#### TASK INPUTS
PR #767, opened 2022-09-22
Validate options

asbjornu:
If you, for instance, pass `assume_extension: true` to HTMLProofer now, it is going to fail with the following error:

```ruby
NoMethodError: undefined method `empty?' for true:TrueClass
    ./lib/html_proofer/attribute/url.rb:138:in `file_path'
    ./lib/html_proofer/utils.rb:12:in `blank?'
    ./lib/html_proofer/attribute/url.rb:128:in `absolute_path'
    ./lib/html_proofer/check/links.rb:57:in `block in run'
```

This error is a bit hard to decipher since it is not pointed to the fact that the problem stems from an invalid type being passed in `options` and it also doesn't say which option key is problematic. This PR adds validation of options on initialization so more user-friendly and descriptive errors are thrown when options have invalid values.


lib/html_proofer/configuration.rb
```diff
@@ -86,6 +88,24 @@ def parse_json_option(option_name, config, symbolize_names: true)
           raise ArgumentError, "Option '#{option_name} did not contain valid JSON."
         end
       end
+
+      private
+
+      def default_options
+        PROOFER_DEFAULTS.merge(typhoeus: TYPHOEUS_DEFAULTS).merge(hydra: HYDRA_DEFAULTS).merge(parallel: PARALLEL_DEFAULTS)
```
asbjornu, line 95: This does not feel like an elegant or bullet-proof way to enumerate all existing options to extract their default value type. Suggestions for how to improve this would be appreciated.

asbjornu (commented):
I can see that I've managed to add the file `spec/html-proofer/fixtures/links/erstiebegrüßung.html`. I have major issues with that file on macOS 11.7. I've attempted to do [everything mentioned in this post](https://www.git-tower.com/help/guides/faq-and-tips/faq/unicode-filenames/mac), but the file is still deleted and re-added at random and makes other Git operations such as rebase, impossible.

asbjornu:
As #772 is merged, this PR has now been rebased on `HEAD` of `main`, the file `erstiebegrüßung.html` is gone, and the PR should be ready for review.

gjtorikian:
Thanks! I'm going to release this as a 4.x bug fix for this and then work more on V5 (https://github.com/gjtorikian/html-proofer/pull/759) this weekend.

lib/html_proofer.rb
```diff
@@ -25,22 +25,22 @@ def check_file(file, options = {})
       raise ArgumentError unless file.is_a?(String)
       raise ArgumentError, "#{file} does not exist" unless File.exist?(file)
 
-      options[:type] = :file
```
Mihail211292, line 28: options.is_a?(Hash)+ ({yes}))

Issue #768, opened 2022-09-22
HTMLProofer times out


asbjornu:
After upgrading to HTMLProofer v4, it has stopped working for [our Jekyll-built site](https://developer.swedbankpay.com/). As can be seen in [the following build](https://github.com/SwedbankPay/developer.swedbankpay.com/actions/runs/3101420585/jobs/5022794462#step:6:4446), the build step is canceled before completion, after having run for 6 hours. It halts after the following lines have been logged:

```
ETHON: performed MULTI
Checking 3341 internal links
```

I would have run HTMLProofer on the command line if `before_request` was available there, but as that requires HTMLProofer to be run from Ruby, I've written [the following little wrapper class](https://github.com/SwedbankPay/developer.swedbankpay.com/blob/94adc65cfba2d91043a3dc6fea7d60037d62067a/spec/support/verifier.rb) (abbreviated here for brevity):

```ruby
class Verifier
  def verify(path)
    proofer = HTMLProofer.check_directory(path, options)
    proofer.before_request { |request| before_request(request) }
    proofer.run
  end

  private

  def before_request(request)
    uri = URI(request.base_url)

    return unless uri.host.match('github\.(com|io)$')

    auth = "Bearer #{@auth_token}"
    request.options[:headers]['Authorization'] = auth
  end

  def options
    {
      cache: { timeframe: { external: '1w' } },
      check_html: true,
      check_unrendered_link: true,
      checks: %w[Links Images Scripts UnrenderedLink],
      enforce_https: true,
      log_level: @log_level,
      only_4xx: true,
      parallel: { in_processes: Concurrent.processor_count },
      url_ignore: [
        'https://api.payex.com/',
        'http://www.wikipedia.org',
        'http://restcookbook.com/Basics/loggingin/'
      ]
    }
  end
end
```

If you can spot anything erroneous about the above code, I would highly appreciate any pointers. To reproduce the problem, clone [developer.swedbankpay.com](https://github.com/SwedbankPay/developer.swedbankpay.com) and then run:

```shell
# First build the site with Jekyll. Use Docker so Java dependencies, etc., don't have to be installed locally.
# Ignore the version of HTMLProofer being installed here, it's inside the Docker container and unrelated
# to the tests executed with Rake.
docker compose run portal build --site-url=https://developer.swedbankpay.com 
bundle exec rake
```

If there's anything I can do to help debug this issue, please let me know!

riccardoporreca:
[...]

PR #770, opened 2022-09-23
Optimize checking internal link hashes in target files

riccardoporreca:
By collecting non-duplicate hashes by file and calling the time-consuming `create_nokogiri()` only once per file.

Should address #768

See the attached output ([htmlproofer-output.txt](https://github.com/gjtorikian/html-proofer/files/9637319/htmlproofer-output.txt)) of running the internal link checks on the `build-site` site artifact discussed in https://github.com/gjtorikian/html-proofer/issues/768#issuecomment-1255628337, via
```sh
htmlproofer --disable-external true --log-level debug --checks Links  build-site/
```

- The total execution is now around 10 min
- The output shows also the additional info / debug logs that help tracking how much htmlproofer is doing for checking internal links / hashes
  - in particular, it reflects the new approach of checking internal hashes by target file
  - more in general, it reports at debug level how many individual references to the same internal URL ("metadata") we iterate we have to iterate over

### DIFF
--- a/Rakefile
+++ b/Rakefile
@@ -24,7 +24,7 @@ task :proof_readme do
   require "redcarpet"
 
   renderer = Redcarpet::Render::HTML.new(\
-    with_toc_data: true
+    with_toc_data: true,
   )
   redcarpet = Redcarpet::Markdown.new(renderer)
   html = redcarpet.render(File.read("README.md"))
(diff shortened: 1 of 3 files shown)


gjtorikian:
Wow. Beautiful. Thank you so very much for this work~!

riccardoporreca:
My pleasure @gjtorikian!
########
Scan the material above for the string "there" and report each line where you find it.

WRITTEN RESPONSE -
I would have run HTMLProofer on the command line if `before_request` was available there, but as that requires HTMLProofer to be run from Ruby, I've written [the following little wrapper class](https://github.com/SwedbankPay/developer.swedbankpay.com/blob/94adc65cfba2d91043a3dc6fea7d60037d62067a/spec/support/verifier.rb) (abbreviated here for brevity):
If there's anything I can do to help debug this issue, please let me know!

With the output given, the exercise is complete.